Software Performance Engineering

Every time we build software we have functional requirements. Maybe these functional requirements are not well defined but they are good enough to start prototyping and you refine them as you go. After all, the functional requirements describe what you have to build. Sometimes, you have additional requirements that describe how your software system should operate, rather than how it should behave. We call them non-functional requirements. For example if you build a web site, a non-functional requirement can define the maximum page response time. In this post I am not going to write about the SPE approach, but rather about the more general term of software performance engineering.

Context

Anytime a new technology emerges people want to know how fast it is. We seem obsessed with this question. Once we understand the basic scenarios where a new tech is applicable we start asking questions about its performance. Unfortunately, talking about performance is not easy because of all misunderstanding around it.

Not quick. Efficient.

Let’s set up some context. With any technology we are trying to solve some problem, not everything. In some sense, any technology is bound to the time. In general, nowadays we solve different problems than 10 years ago. This is so obvious in the IT industry as it changes so fast. Thus, when we talk about given technology it is important to understand where it comes from and what are the problems it tries to solve. Obviously, a technology cannot solve all current problems and there is no best technology for everything and everybody.

We should understand another important aspect as well. Usually when a new technology emerges it has some compatibility with an older one. We don’t want people to learn again how to do trivial things. Often this can have big impact on performance.

Having set up the context, it should be clear that the interpreting performance results is also time bound. What we have considered fast 5 years ago, may not be fast any longer. Now, let’s try to describe informally what performance is and how we try to build performant software. Performance is a general term describing various system aspects such as operation completion time, resource utilization, throughput, etc. While it is a quantitative discipline it does not define itself any criterion what is good or bad performance. For the sake of this post, this definition is good enough to understand why performance is important in say, algorithmic trading. In general, there is a clear connection between performance and cost.

IT Industry-Education Gap

Performance issues are rarely measured in a single value (e.g. CPU utilization) and thus they are difficult to understand. These problems become even more difficult in distributed and parallel systems. Despite the fact that performance is important and difficult problem, most universities and other educational facilities fail to prepare their students so they can avoid and efficiently solve performance issues. The IT industry has recognized this fact and there are companies like Pluralsight, Udacity and Coursera that offer additional training on this topic.

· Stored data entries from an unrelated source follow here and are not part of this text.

PR #4581, opened 2024-03-16
chore(devimint): faster and cleaner start

dpc:


devimint/src/util.rs
```diff
@@ -331,25 +332,37 @@ const DEFAULT_RETRIES: usize = 30;
 pub async fn poll<Fut, R>(
     name: &str,
     // TODO: this should be `Duration`, not number of retries --dpc
```
bradleystachurski, line 334: You did it! :smile:

devimint/src/util.rs
```diff
@@ -331,25 +332,37 @@ const DEFAULT_RETRIES: usize = 30;
...
-                debug!("polling {name} failed with: {err:?}, will retry... ({i}/{retries})");
-                task::sleep(Duration::from_secs(1)).await;
+            Err(ControlFlow::Continue(err))
+                if attempt_start
+                    .duration_since(start)
+                    .expect("time goes forward")
+                    < timeout =>
+            {
+                debug!(target: LOG_DEVIMINT, %attempt, %err, "Polling {name} failed, will retry...");
+                task::sleep(Duration::from_millis(attempt.min(1000))).await;
```
bradleystachurski, line 357: `attempt.min(1000)` is pretty aggressive. Should we multiply attempt by a factor (100?) or did you want to sleep only a few millis?

bradleystachurski (approved):

devimint/src/util.rs
dpc: 1s is not agressive, IMO. All these commands are supposed to wrap in a handful of seconds if everything is OK.

bradleystachurski: Perhaps I'm misreading, but `Duration::from_millis(attempt.min(1000))` will wait 1 milli on the first attempt, then 2 until 1000 attempts.

dpc: Exactly. :D

1 ms + time of running the command

justinmoon (approved):

PR #4582, opened 2024-03-16
chore(fedimint-cli): print locking message  only if lock busy

dpc:
With recent dependency updates, this is now possible. I know because I contributed it, just so I can eventually get it to work like this. :D

### DIFF
--- a/fedimint-cli/src/db_locked.rs
+++ b/fedimint-cli/src/db_locked.rs
@@ -35,11 +35,17 @@ impl LockedBuilder {
                 .open(lock_path)
                 .with_context(|| format!("Failed to open {}", lock_path.display()))?;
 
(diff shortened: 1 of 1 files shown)


fedimint-cli/src/db_locked.rs
```diff
@@ -37,9 +37,17 @@ impl LockedBuilder {
 
             // TODO: Use https://github.com/cargo-bins/cargo-binstall/pull/1496 to
             // give user feedback only when the initial `new_try_exclusive` failed.
```
bradleystachurski, line 39: [nit] Can remove now

bradleystachurski (approved):

bradleystachurski (approved):

justinmoon (approved):

PR #4587, opened 2024-03-16
chore(latency-tests): reissue more notes

dpc:
Reissuing is so fast now, that it's hard to bench any potential improvements. Issue more notes, to make it work harder.

In my tests, when using `ci` build profile:

Before:

LATENCY REISSUE: min: 0.6s, avg: 0.7s, median: 0.6s, p90: 0.7s, max: 0.7s, sum: 19.5s

Now:

LATENCY REISSUE: min: 1.3s, avg: 1.4s, median: 1.4s, p90: 1.5s, max: 1.5s, sum: 42.4s

### DIFF
--- a/devimint/src/tests.rs
+++ b/devimint/src/tests.rs
@@ -118,7 +118,8 @@ pub async fn latency_tests(dev_fed: DevFed, r#type: LatencyTest) -> Result<()> {
 
     let client = fed.new_joined_client("latency-tests-client").await?;
     client.use_gateway(&gw_cln).await?;
-    fed.pegin_client(10_000_000, &client).await?;
+    let initial_balance_sats = 100_000_000;
+    fed.pegin_client(initial_balance_sats, &client).await?;
 
     // LN operations take longer, we need less iterations
     let iterations = 20;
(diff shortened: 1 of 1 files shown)


maan2003 (approved):

devimint/src/tests.rs
```diff
@@ -132,8 +133,13 @@ pub async fn latency_tests(dev_fed: DevFed, r#type: LatencyTest) -> Result<()> {
             // for enough time to catch up a session end
             let iterations = 30;
             let mut reissues = Vec::with_capacity(iterations);
+            let amount_per_iteration_msats =
+                // use a highest 2^-1 amount that fits, to try to use as many notes as possible
```
elsirion, line 137: nit: 2^x-1

devimint/src/tests.rs
```diff
@@ -132,8 +133,13 @@ pub async fn latency_tests(dev_fed: DevFed, r#type: LatencyTest) -> Result<()> {
...
+                ((initial_balance_sats * 1000 / iterations as u64).next_power_of_two() >> 1) - 1;
```
elsirion, line 138: TIL about `next_power_of_two` :exploding_head: 

Note that this might blow up if we ever switch away from base-2 denominations as the default. The only commitment we made and assume everywhere is that denominations are b^x.

elsirion (approved):

devimint/src/tests.rs
elsirion: Actually, it should fail gracefully, just not issuing as many notes anymore.

PR #4596, opened 2024-03-18
chore(devimint): polling maybe a bit too aggressive

dpc:
Brad was right, I was wrong.

I'm not worried about the performance, but the flood of logging messages is inconvenient.

### DIFF
--- a/devimint/src/util.rs
+++ b/devimint/src/util.rs
@@ -335,14 +335,14 @@ macro_rules! poll_eq {
 pub(crate) use cmd;
 
 const DEFAULT_POLL_TIMEOUT: Duration = Duration::from_secs(30);
-/// Will retry calling `f`.
+/// Retry until `f` succeeds or timeout is reached
+///
 /// - if `f` return Ok(val), this returns with Ok(val).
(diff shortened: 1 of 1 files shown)


dpc:
Need to use it a bit longer while debugging to see if it's OK.

devimint/src/util.rs
```diff
@@ -335,14 +335,14 @@ macro_rules! poll_eq {
...
 
 const DEFAULT_POLL_TIMEOUT: Duration = Duration::from_secs(30);
-/// Will retry calling `f`.
+/// Retry until `f` succeeds or timeout is reached
+///
 /// - if `f` return Ok(val), this returns with Ok(val).
 /// - if `f` return Err(Control::Break(err)), this returns Err(err)
-/// - if `f` return Err(ControlFlow::Continue(err)), retries a maximum of
-///   `retries` times.
+/// - if `f` return Err(ControlFlow::Continue(err)), retries untile timeout
```
bradleystachurski, line 342: [nit] s/untile/until

bradleystachurski (approved):

elsirion (approved):

PR #4598, opened 2024-03-18
fix: add_target_dir_to_path using wrong dir

dpc:


maan2003 (approved):

elsirion (approved):
Could we just symlink dev -> debug so we don't have to special-case this everywhere? :rofl:

PR #4601, opened 2024-03-18
chore: remove async from TaskGroup::spawn

maan2003:
fixes https://github.com/fedimint/fedimint/issues/4493

command used for replace:

	rust-analyzer ssr '$tg.spawn($n, $f).await ==>> $tg.spawn($n, $f)'

PR #4602, opened 2024-03-18
chore: use tokio::sync::oneshot even on wasm

maan2003:
futures::channel::oneshot has #[must_use] which incorrectly warns on wasm currently about receiver being unused


elsirion (approved):
We could just go straight for #4601 if you want

maan2003:
yes go for #4601, merge queue doesn't behave with stacked PR

PR #4603, opened 2024-03-18
chore: improve error of download config

maan2003:
now returns the correct error with added context


fedimint-core/src/config.rs
```diff
@@ -239,20 +239,23 @@ impl ClientConfig {
...
+                    }
 
                     sleep(Duration::from_millis(500)).await;
                 }
             }
+            attempt += 1;
         }
-
-        Err(anyhow!("Failed to download client config"))
     }
```
elsirion, line 259: Can we make this a utility function (or do we have one already)?

```rust
// Return Ok on first success or last Err after a given number of retries
async fn(usize, Fn() -> Future<Output=Result<T, E>>) -> Result<T, E>
```

That would at least encapsulate that mutability (`attempt`) in the loop a bit.

elsirion (approved):
Certainly an improvement, but candidate for further refactoring

fedimint-core/src/config.rs
maan2003: fixed

fedimint-core/src/util/mod.rs
```diff
@@ -307,13 +309,57 @@ pub fn handle_version_hash_command(version_hash: &str) {
...
+    let op_name = op_name.into();
+    assert_ne!(max_attempts, 0, "max_attempts must be greater than 0");
+    let mut attempts = 0;
+    loop {
+        attempts += 1;
+        match op_fn().await {
+            Ok(result) => return Ok(result),
+            Err(err) if attempts < max_attempts => {
+                // run closure op_fn again
+                info!(
```
elsirion, line 339: nit: `info` seems like a weird log level, given that we are still retrying I'd go with `debug` and only `warn` when actually failed.

elsirion (dismissed):

justinmoon (approved):

fedimint-core/src/util/mod.rs
```diff
@@ -307,13 +309,67 @@ pub fn handle_version_hash_command(version_hash: &str) {
...
+/// # Returns
+///
+/// - If the closure runs successfully, the result is immediately returned
+/// - If the closure did not run successfully for `max_attempts` times, the
+///   error of the closure is returned
+pub async fn retry<F, Fut, T>(
+    op_name: impl Into<String>,
+    op_fn: F,
+    interval: Duration,
+    max_attempts: u32,
```
dpc, line 324: max_attempts < timeout , just saying.

Isn't this `poll` from `devimint` where I just added deadlines and turned interval to be growing? Can we move it here from there and rename?

elsirion: That one uses `ControlFlow`, while here we want that to be implicitly implied by `Result`. `retry` could be implemented using `poll` though.

dpc: That control flow there is a bit of a PITA, BTW (because of type inference on two variants). Not sure how badly we need it. In testing if there's an error that should really terminate polling... maybe we should just panic, instead of complicating common case? Just thinking aloud.

But one way or the other - would prefer to see a timeout/deadline approach here.

elsirion: Will leave it to @maan2003, don't have a strong opinion here.

dpc:
Let's land it already, doesn't matter all that much in a great scheme of things, Manmeet is free to follow up (or not). :D

fedimint-core/src/util/mod.rs
maan2003: :shrug: devimint and this retry can just stay separate, attempt + interval is pretty close to deadline though

PR #4615, opened 2024-03-19
feat: Support description hashes for invoices

benthecarman:
This is needed along with #3820 for the lightning address server. Without being able to set the description hash some clients will reject the invoice as invalid and will make all resulting zaps invalid as well.


m1sterc001guy (approved):
LGTM

elsirion (approved):

PR #4888, opened 2024-04-09
fix: dont pay an invoice twice

joschisan:


modules/fedimint-lnv2-client/src/lib.rs
```diff
@@ -375,6 +375,32 @@ impl LightningClientModule {
...
+            if self.client_ctx.has_active_states(operation_id).await {
+                bail!("Previous payment attempt still in progress. Previous Operation Id: {operation_id}");
+            } else if self.client_ctx.has_inactive_states(operation_id).await {
+                let mut stream = self
+                    .subscribe_send(operation_id)
+                    .await
+                    .expect("operation_id has inactive states")
+                    .into_stream();
+
+                while let Ok(state) = stream.ok().await {
```
elsirion, line 391: If all you do is matching `Ok(_)` then you could just use `next` here and match `Some(_)`.

elsirion (approved):
Looks correct, just not very pretty/performant.

joschisan:
> Looks correct, just not very pretty/performant.

On the performance has_active_states / hash_inactive_states is implemented very inefficiently right now, but could be changed into a efficient db lookup so the happy path is quick. So we would not query all the operation states to check if any exist anymore.

subscribe_send is only called on second attempts, so inefficiency would not that big of a problem or still?

elsirion:
How do you feel about a separate DB entry to track the number of retries per payment hash? Not super important after thinking about it more (retrying should be rare as you say).

joschisan:
> How do you feel about a separate DB entry to track the number of retries per payment hash? Not super important after thinking about it more (retrying should be rare as you say).

What would you want to achieve with that?

elsirion:
I just realized: we can even make this version more efficient (original response below):
* Only check if the operation exists each round, find the highest index `n` for which an operation exists (lookups in the operation look should be more efficient since they only fetch a single entry).
  * You know that you won't have created a `i+1`-st operation without the `i`-th one having failed
* Now only check the operation state for operation `n` by subscribing to the update stream (you probably want a way to avoid waiting in case the operation isn't finished yet and return an error?)
* Create operation id `n+1`

Original response:

You save `n-1` checks for failed active/inactive states and operation outcomes on the `n`-th call, making it less of a [Schlemiel the painter algorithm](https://en.wikichip.org/wiki/schlemiel_the_painter%27s_algorithm) and don't have to check active/inactive states explicitly but just check the operation outcome for the `n`-th one.

modules/fedimint-lnv2-client/src/lib.rs
```diff
@@ -375,6 +375,34 @@ impl LightningClientModule {
         Ok(operation_id)
     }
 
+    async fn get_operation_id(&self, invoice: &Bolt11Invoice) -> anyhow::Result<OperationId> {
```
elsirion, line 378: Something I totally missed but you reminded me of the other day: you probably want to do all that in a single database transaction (together with spawning the payment state machines) so that concurrent calls to the pay function don't cause havoc (can easily happen due to UI bugs that such a function is called concurrently).

joschisan: If we get a collision of operation ids do to concurrent calls with the same invoice finalize_and_submit_transaction will return the appropriate error which we return so its safe. If we do it in one dbtx we would get the more appropriate error of "Previous payment attempt still in progress.", but achieving this is seems much more involved.

modules/fedimint-lnv2-client/src/lib.rs
```diff
@@ -375,6 +375,34 @@ impl LightningClientModule {
...
+                .subscribe_send(operation_id)
+                .await
+                .expect("operation_id exists")
+                .into_stream();
+
+            while let Some(state) = stream.next().await {
+                if let SendState::Success(..) = state {
+                    bail!("Previous payment attempt was successful. Previous Operation Id: {operation_id}");
+                }
+            }
```
elsirion, line 400: nit: maybe leave a comment here why this won't potentially block for a long time. We can only assume that because we checked for active states and there were none, so by definition a final state has to have been reached.

elsirion (approved):

modules/fedimint-lnv2-client/src/lib.rs
```diff
@@ -380,6 +380,39 @@ impl LightningClientModule {
         Ok(operation_id)
     }
 
+    async fn get_next_operation_id(
```
dpc, line 383: Nit: could use a comment. I'm a bit confused what is it for, without looking at the context and/or documentation first.

modules/fedimint-lnv2-client/src/lib.rs
```diff
@@ -380,6 +380,39 @@ impl LightningClientModule {
...
+        &self,
+        invoice: &Bolt11Invoice,
+    ) -> Result<OperationId, SendPaymentError> {
+        for payment_attempt in 0..u64::MAX {
```
dpc, line 387: Very nit: `0..` is shorter and suggest to me that "it will never reach the end" better.

dpc (approved):

PR #4889, opened 2024-04-09
fix: update ServerModule documentation on how to propose and process …

joschisan:
…consensus items


elsirion (approved):
Great clarifications on `consensus_proposal` and background for returning errors for valid but redundant CIs!

dpc (approved):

In the rare cases where students are taught on localizing and solving performance issues, they use outdated textbooks from ’80s. Current education cannot produce well-trained candidates mostly because the teachers have outdated knowledge. On the other hand, many (online) education companies offer highly specialized performance courses in say, web development, C++, Java or .NET, which cannot help students to understand the performance issues in depth.

Sometimes the academia tries to help the IT industry providing facilities like cache-oblivious algorithms or QN models but abstracting real hardware often produces suboptimal solutions.

Engaging students in real-life projects can prepare them much better. It doesn’t matter whether it is an open-source project or a collaboration with the industry. At present, students just don’t have the chance to work on a big project and thus miss the opportunity to learn. Not surprisingly the best resources on solving performance issues are various blogs and case studies from big companies like Google, Microsoft, Intel and Twitter.

Performance Engineering

Often software engineers have to rewrite code or change system architecture because of performance problems. To mitigate such expensive changes, many software engineers try to employ various tools and practices. Usually, these practices can be formalized in the form of an iterative process which is part from the development process itself. A common simplified overview of such iterative process might be as follows:

  • identify critical use cases
  • select a use case (by priority)
  • set performance goals
  • build/adjust performance model
  • implement the model
  • gather performance data (exercise the system)
  • report results

Different performance frameworks/approaches emphasize on different stages and/or techniques for modelling. However, what they all have in common is that it is an iterative process. We set up performance goals and perform quantitative measurements. We repeat the process until we meet the performance goals.

Most performance engineering practices heavily rely on tools and automation. Usually, they are part from various CI and testbed builds. This definitely streamlines the process and helps the software engineers. Still, there is a big caveat. Building a good performance model is not an easy task. You must have a very good understanding of the hardware and the whole system setup. The usual way to overcome this problem is to provide small, composable model templates for common tasks so the developer can build larger and complex models.

In closing I would say that there isn’t a silver bullet when it comes to solving performance issues. The main reason to make solving performance issues difficult is that it requires a lot of knowledge and expertise from both software and hardware areas. There are a lot of places for improvement both in the education and the industry.